F_accuracy = Π · (expected - actual)²
Precision (Π) = 1/variance. Higher precision = more weight on prediction errors. This is critical for biological systems where uncertainty should attenuate errors.
pub fn prediction_error(
expected: vector.Vec3,
actual: vector.Vec3,
) -> Float
Compute raw prediction error between expected and actual state. Uses squared Euclidean distance (L2 loss).
pub fn scalar_gaussian_kl(
q_mean: Float,
q_var: Float,
p_mean: Float,
p_var: Float,
) -> Float
1D Gaussian KL — D_KL(N(μ₁, σ₁²) ‖ N(μ₂, σ₂²)).
= ½ · ( ln(σ₂² / σ₁²) + (σ₁² + (μ₁−μ₂)²) / σ₂² − 1 ).
Returns 0.0 if either variance is non-positive. Public so callers can
reuse it (the existing gaussian_kl_divergence_* functions are Vec3-only).
pub fn select_policy(
policies: List(#(a, vector.Vec3, Float)),
preferred_outcome: vector.Vec3,
) -> Result(#(a, ExpectedFreeEnergy), Nil)
Select the action with minimum Expected Free Energy.
policies is a list of (action_label, predicted_outcome, predictive_uncertainty).
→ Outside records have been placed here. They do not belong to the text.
PR #3200, opened 2025-09-23
Upgrade to protobuf 3.25.5

drewfarris:


drewfarris:
I _think_ I might need to include the protobufs `web-services/client/src/main/protobuf` in this too, but we should take a look at:

* `./web-services/compile_protos.sh`
* `./web-services/client/src/main/protobuf/compile_protos.sh`

FineAndDandy:
its hard to know if the changes to the generated classes are safe or not... any suggestion on this process?

drewfarris:
This will require some comprehensive integration testing.

avgAGB:
a bit of a random question, but with the change in versions of protobuf do the .proto files in datawave-ws-client and datawave-core need to adjust syntax in any way in order to be compatible?

drewfarris:
> a bit of a random question, but with the change in versions of protobuf do the .proto files in datawave-ws-client and datawave-core need to adjust syntax in any way in order to be compatible?

Typically it's not necessary to upgrade he `.proto` files - especially when going from 3.16 -> 3.25, which are generally compatible versions. One thing that will likely change is the generated java source code.. as often minor version changes may involved changes in generators.

PR #3208, opened 2025-09-25
pre order the views before passing to keyword extractor

austin007008:
pre order the views before passing to keyword extractor

### DIFF
--- a/warehouse/keyword-common/src/main/java/datawave/util/keyword/KeywordExtractor.java
+++ b/warehouse/keyword-common/src/main/java/datawave/util/keyword/KeywordExtractor.java
@@ -55,6 +55,23 @@ public class KeywordExtractor {
 
     YakeKeywordExtractor yakeKeywordExtractor;
 
+    /**
+     * Creates a {@code KeywordExtractor}, a lightweight wrapper for {@link YakeKeywordExtractor} that handles selecting from multiple sources of content,
+     * choosing a language for keyword processing and property-based configuration.
+     *
+     * @param source
+     *            used to name the source for the content from which we'll extract keywords, carried forward into the results object potentially used for
+     *            display or grouping multiple keyword sets.
+     * @param orderedContent
+     *            an ordered list of content. The extractor will attempt to extract keywords from each item and will stop after the first item it successfully
+     *            extracts keywords from.
+     * @param language
+     *            the language to use when extracting content, if the language can't be found in the {@link YakeLanguage.Registry}, it will default to english.
+     *            This language will also be included in the results object.
+     * @param options
+     *            values for the options related to {@code MIN_NGRAMS}, {@code MAX_NGRAMS}, {@code MAX_KEYWORDS}, {@code MAX_SCORE} or
+     *            {@code MAX_CONTENT_CHARS}.
+     */
     public KeywordExtractor(String source, List<Map.Entry<String,VisibleContent>> orderedContent, String language, Map<String,String> options) {
         this.source = source;
         this.orderedContent = orderedContent;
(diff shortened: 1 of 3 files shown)


austin007008:
just an internal change. is a no-op

awrigh11 (dismissed):

warehouse/keyword-common/src/main/java/datawave/util/keyword/KeywordExtractor.java
```diff
@@ -56,10 +55,9 @@ public class KeywordExtractor {
 
     YakeKeywordExtractor yakeKeywordExtractor;
 
-    public KeywordExtractor(String source, List<String> preferredViews, Map<String,VisibleContent> foundContent, String language, Map<String,String> options) {
+    public KeywordExtractor(String source, List<Map.Entry<String,VisibleContent>> orderedContent, String language, Map<String,String> options) {
```
drewfarris, line 75:
```suggestion
    /**
     * Creates a {@code KeywordExtractor}, a lightweight wrapper for {@link YakeKeywordExtractor} that handles selecting from multiple sources of content,
     * choosing a language for keyword processing and property-based configuration.
     *
     * @param source
     *            used to name the source for the content from which we'll extract keywords, carried forward into the results object potentially used for
     *            display or grouping multiple keyword sets.
     * @param orderedContent
     *            an ordered list of content. The extractor will attempt to extract keywords from each item and will stop after the first item it successfully
     *            extracts keywords from.
     * @param language
     *            the language to use when extracting content, if the language can't be found in the {@link YakeLanguage.Registry}, it will default to english.
     *            This language will also be included in the results object.
     * @param options
     *            values for the options related to {@code MIN_NGRAMS}, {@code MAX_NGRAMS}, {@code MAX_KEYWORDS}, {@code MAX_SCORE} or
     *            {@code MAX_CONTENT_CHARS}.
     */
    public KeywordExtractor(String source, List<Map.Entry<String,VisibleContent>> orderedContent, String language, Map<String,String> options) {
```

warehouse/query-core/src/main/java/datawave/query/iterator/logic/KeywordExtractingIterator.java
```diff
@@ -226,10 +226,34 @@ public void next() throws IOException {
...
+                    orderedContent.add(entry);
+                    entriesToRemove.add(entry.getKey());
+                }
+            }
+            if (!entriesToRemove.isEmpty()) {
+                for (String key : entriesToRemove) {
+                    foundContent.remove(key);
+                }
+            }
+        }
```
drewfarris: A slightly different variant that takes advantage of the ability to remove elements from the `foundContent` map using an iterator on the entrySet and handles the wildcards a little more cleanly. A little more concise - take it or leave it.

Regardless of which path we choose, I think you want to add a break after the exact match case to stop iterating over the entrySet once we've found an exact match. We can't do this in the pattern match case because there might be more entries that match the wildcard.

```suggestion
        final List<Map.Entry<String,VisibleContent>> orderedContent = new ArrayList<>();
        for (String view : preferredViews) {
            final String truncatedView = view.endsWith("*") ? view.substring(0, view.length() - 1) : null;
            final Iterator<Map.Entry<String,VisibleContent>> iterator = foundContent.entrySet().iterator();

            while (iterator.hasNext()) {
                final Map.Entry<String,VisibleContent> entry = iterator.next();
                final String foundView = entry.getKey();

                if (truncatedView != null && foundView.startsWith(truncatedView)) {
                    orderedContent.add(entry);
                    iterator.remove();
                } else if (foundView.equals(view)) {
                    orderedContent.add(entry);
                    iterator.remove();
                    break;
                }
            }
        }
```

drewfarris (changes requested):
Just some Javadoc comments to add and a tweak to the loop in KeywordExtractingIterator.

apmoriarty (approved):

drewfarris (approved):

PR #3212, opened 2025-09-29
make summary transform work with TLDs

austin007008:
make summary transform work with TLDs

if we have multiple record ids, choose the one for the TLD

### DIFF
--- a/warehouse/query-core/src/main/java/datawave/query/transformer/SummaryTransform.java
+++ b/warehouse/query-core/src/main/java/datawave/query/transformer/SummaryTransform.java
@@ -17,6 +17,7 @@ import java.util.Set;
 
 import javax.annotation.Nullable;
 
+import datawave.query.attributes.Attribute;
 import org.apache.accumulo.core.data.Key;
 import org.apache.accumulo.core.data.PartialKey;
 import org.apache.accumulo.core.data.Range;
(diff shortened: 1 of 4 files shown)


warehouse/query-core/src/main/java/datawave/query/transformer/SummaryTransform.java
```diff
@@ -106,8 +107,21 @@ public Entry<Key,Document> apply(@Nullable Entry<Key,Document> entry) {
      */
     private static ArrayList<DocumentKey> getEventIds(Document document) {
```
apmoriarty: Open this up to protected and add some unit tests

apmoriarty (changes requested):

warehouse/query-core/src/test/java/datawave/query/util/SummaryTest.java
```diff
@@ -421,6 +430,22 @@ public void testMultiView() throws Exception {
...
+        Map<String,String> extraParameters = new HashMap<>();
+        extraParameters.put("include.grouping.context", "true");
+        extraParameters.put("return.fields", "SUMMARY");
+        extraParameters.put("query.syntax", "LUCENE");
+
+        String queryString = "QUOTE:farther AND QUOTE:child #SUMMARY(gimme)";
+
+        // not sure why the timestamp and delete flag are present
+        Set<String> goodResults = new HashSet<>(Set.of(
+                        "SUMMARY:CONTENT: You can get much farther with a kind word and a gun than you can with a kind word alone: : [] 9223372036854775807 false"));
```
apmoriarty: Accumulo key structure should not be in the final content

warehouse/query-core/src/test/java/datawave/query/util/SummaryTest.java
```diff
@@ -148,15 +155,16 @@ public static void teardown() {
     public void setup() {
         TimeZone.setDefault(TimeZone.getTimeZone("GMT"));
         log.setLevel(Level.TRACE);
-        logic.setFullTableScanEnabled(true);
+        eventLogic.setFullTableScanEnabled(true);
+        TLDLogic.setFullTableScanEnabled(true);
```
apmoriarty: Do we actually need to enable a full table scan? If not, remove these.

warehouse/query-core/src/main/java/datawave/query/transformer/SummaryTransform.java
austin007008: keeping private but added unit test in the current SummaryTest that tests summary functionality for TLDs. Verified that the new test exercises the added code path

warehouse/query-core/src/test/java/datawave/query/util/SummaryTest.java
austin007008: in production it doesn't actually get added. It only does that for all of these kinds of tests and no one knows why (previously tried to investigate when making summary code and also when updating excerpt code).

warehouse/query-core/src/test/java/datawave/query/util/SummaryTest.java
austin007008: I'll check. all the other tests do it and I just copied them

austin007008: we do not need it enabled. removed

apmoriarty (approved):

hlgp (approved):

PR #3226, opened 2025-10-08
Fix IPv6 compression

apmoriarty:
Previous algorithm was incorrectly replacing a single leading hextet of all zeroes with `::` which led to invalid IPv6 addresses that would throw an exception when attempting to parse.

### DIFF
--- a/core/utils/type-utils/src/main/java/datawave/data/type/util/IpV6Address.java
+++ b/core/utils/type-utils/src/main/java/datawave/data/type/util/IpV6Address.java
@@ -126,10 +126,10 @@ public class IpV6Address extends IpAddress {
         int zeroHextetLength = -1;
         if (skipZeros) {
             for (int i = 0; i < hextets.size(); i++) {
-                if (isHextetAllZeroes(hextets.get(i))) {
+                if (hextets.get(i).equals("0")) {
                     int len = 1;
                     for (int j = i + 1; j < hextets.size(); j++) {
-                        if (isHextetAllZeroes(hextets.get(j))) {
+                        if (hextets.get(j).equals("0")) {
                             len++;
                         } else {
                             break;
@@ -140,6 +140,7 @@ public class IpV6Address extends IpAddress {
                         zeroHextetStart = i;
                         zeroHextetLength = len;
                         log.trace("found sequence at index: {} length: {}", zeroHextetStart, zeroHextetLength);
+                        i += (len - 1); // do not look at zero hextets that were already skipped
                     }
                 }
             }
@@ -147,15 +148,6 @@ public class IpV6Address extends IpAddress {
 
         // now build the final address, replacing the longest run of zeroes if necessary
         return buildAddress(hextets, zeroHextetStart, zeroHextetLength);
-    }
-
-    private static boolean isHextetAllZeroes(String hextet) {
-        for (int i = 0; i < hextet.length(); i++) {
-            if (hextet.charAt(i) != '0') {
-                return false;
-            }
-        }
-        return true;
     }
 
     /**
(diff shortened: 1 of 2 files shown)


core/utils/type-utils/src/main/java/datawave/data/type/util/IpV6Address.java
```diff
@@ -98,48 +105,87 @@ public static IpV6Address parse(String address) {
...
-            int count = 0;
-            for (int i = 0; i < 8; i++) {
-                if (address[i] == 0) {
-                    count++;
-                } else {
-                    if (count > length) {
-                        startSkip = i - count;
-                        length = count;
+            for (int i = 0; i < hextets.size(); i++) {
+                if (isHextetAllZeroes(hextets.get(i))) {
```
ivakegg: could this be simply (address[i] == 0)

core/utils/type-utils/src/main/java/datawave/data/type/util/IpV6Address.java
```diff
@@ -98,48 +105,87 @@ public static IpV6Address parse(String address) {
...
+                            len++;
+                        } else {
+                            break;
+                        }
+                    }
+
+                    if (len >= 2 && len > zeroHextetLength) {
+                        zeroHextetStart = i;
+                        zeroHextetLength = len;
+                        log.trace("found sequence at index: {} length: {}", zeroHextetStart, zeroHextetLength);
```
ivakegg, line 144: could advance i here to avoid checking already skipped zeros

core/utils/type-utils/src/main/java/datawave/data/type/util/IpV6Address.java
```diff
@@ -98,48 +105,87 @@ public static IpV6Address parse(String address) {
...
-                    count++;
-                } else {
-                    if (count > length) {
-                        startSkip = i - count;
-                        length = count;
+            for (int i = 0; i < hextets.size(); i++) {
+                if (isHextetAllZeroes(hextets.get(i))) {
+                    int len = 1;
+                    for (int j = i + 1; j < hextets.size(); j++) {
+                        if (isHextetAllZeroes(hextets.get(j))) {
```
ivakegg: could be address[j] == 0

core/utils/type-utils/src/main/java/datawave/data/type/util/IpV6Address.java
```diff
@@ -126,10 +126,10 @@ public static String toString(short[] address, boolean zeroPadded, boolean skipZ
         int zeroHextetLength = -1;
         if (skipZeros) {
             for (int i = 0; i < hextets.size(); i++) {
-                if (isHextetAllZeroes(hextets.get(i))) {
+                if (hextets.get(i).equals("0")) {
```
ivakegg, line 131: if zeropadding, then hextets.get(i).equals("0000")

ivakegg: perhaps we need some test with zero passing on

apmoriarty: per discussion, verified the method is always called with different flags set so this case should never be hit. Added a precondition check to fail if the method is ever erroneously called with true/true or false/false.

ivakegg (approved):

hlgp (approved):

core/utils/type-utils/src/main/java/datawave/data/type/util/IpV6Address.java
```diff
@@ -98,48 +106,80 @@ public static IpV6Address parse(String address) {
     }
 
     public static String toString(short[] address, boolean zeroPadded, boolean skipZeros) {
-        StringBuilder builder = new StringBuilder(39);
-        int startSkip = -1;
-        int length = 0;
+
+        Preconditions.checkArgument(zeroPadded != skipZeros, "cannot zero pad address and skip zeros");
```
alerman, line 110: This would also fail if both not zero padded and not skip zeros. Intended?

Issue #3243, opened 2025-10-23
implement simple annotation ingest for testing


d-hwang:
we need a simple ingest mechanism for annotation data to be used in quickstart

SethSmucker:
there's a warehouse/ingest-annotation module now #3245. Closing

PR #3245, opened 2025-10-23
simple annotation ingest (#3243)

jack-gitdev:
Dan was having github issues so I pushed this for him in case anyone has questions about this PR


pom.xml
```diff
@@ -19,6 +19,7 @@
         <module>core</module>
         <module>web-services</module>
         <module>warehouse</module>
+        <module>warehouse/ingest-annotation</module>
```
drewfarris: Should this be in `warehouse/pom.xml` as an `ingest-annotation` module instead of calling it out from the top level `pom.xml`?

warehouse/assemble/datawave/pom.xml
```diff
@@ -25,6 +25,16 @@
...
+        <dependency>
+            <groupId>com.google.api.grpc</groupId>
+            <artifactId>proto-google-common-protos</artifactId>
+            <version>${version.proto-google-common-protos}</version>
+        </dependency>
+        <dependency>
+            <groupId>com.google.protobuf</groupId>
+            <artifactId>protobuf-java-util</artifactId>
+            <version>${version.protobuf-java-util}</version>
+        </dependency>
```
drewfarris, line 35: Should we put these in the `dependencyManagement` section of the top level pom and remove the version specification here? It seems we do this a little inconsistently across the poms (e.g., there are other dependencies in this section that call out the version..), but these particular dependencies will also be used in the webservices, so we might want to have them defined in a different way elsewhere. This might also adjust how we reference versions in other poms (e.g., I can't remember if I included the versions like this in the annotation modules, but I probably shouldn't have...)

drewfarris (dismissed):

pom.xml
d-hwang: yep, updated.

warehouse/assemble/datawave/pom.xml
d-hwang: updated. let me know if it looks better now.

drewfarris (approved):

jalphonso (approved):
Looks great!

PR #101, opened 2021-06-12
Slightly fixed #97

cabo:


sthagen (approved):
LGTM - as a first step to „pull the cow from the ice“

goessner (commented):
well .. let's go on and asymptotically approach the optimum.

goessner (approved):

glyn (approved):

PR #102, opened 2021-06-14
Selectors reworked ...

cabo:
This is a full rebase of branch pr-98 (#99) on current main.

### DIFF
--- a/draft-ietf-jsonpath-base.md
+++ b/draft-ietf-jsonpath-base.md
@@ -520,6 +520,7 @@ json-path = root-selector *(dot-selector        /
                             dot-wild-selector   /
                             index-selector      /
                             index-wild-selector /
+                            union-selector      /
                             slice-selector      /
                             descendant-selector /
                             filter-selector)
@@ -627,12 +628,13 @@ A dot selector starts with a dot `.` followed by an object's member name.
 
 ~~~~ abnf
 dot-selector    = "." dot-member-name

Returns the best policy or Error(Nil) if the list is empty.
pub fn surprise(
expected: Float,
observed: Float,
sigma: Float,
) -> Float
Compute surprise for a single dimension.
Surprise = -log(p(observation | model)) Using Gaussian approximation: surprise ∝ (x - μ)² / (2σ²)
pub fn update_thresholds(
current: FeelingThresholds,
observed_fe: Float,
alpha: Float,
) -> FeelingThresholds
Update thresholds based on observed free energy history. Uses exponential moving average for online learning.
pub fn variational_bound(
observation_likelihood: Float,
kl_divergence: Float,
) -> Float
Variational Free Energy bound.
F ≤ -log p(o) + D_KL(q||p)
The free energy bounds the negative log evidence (surprise).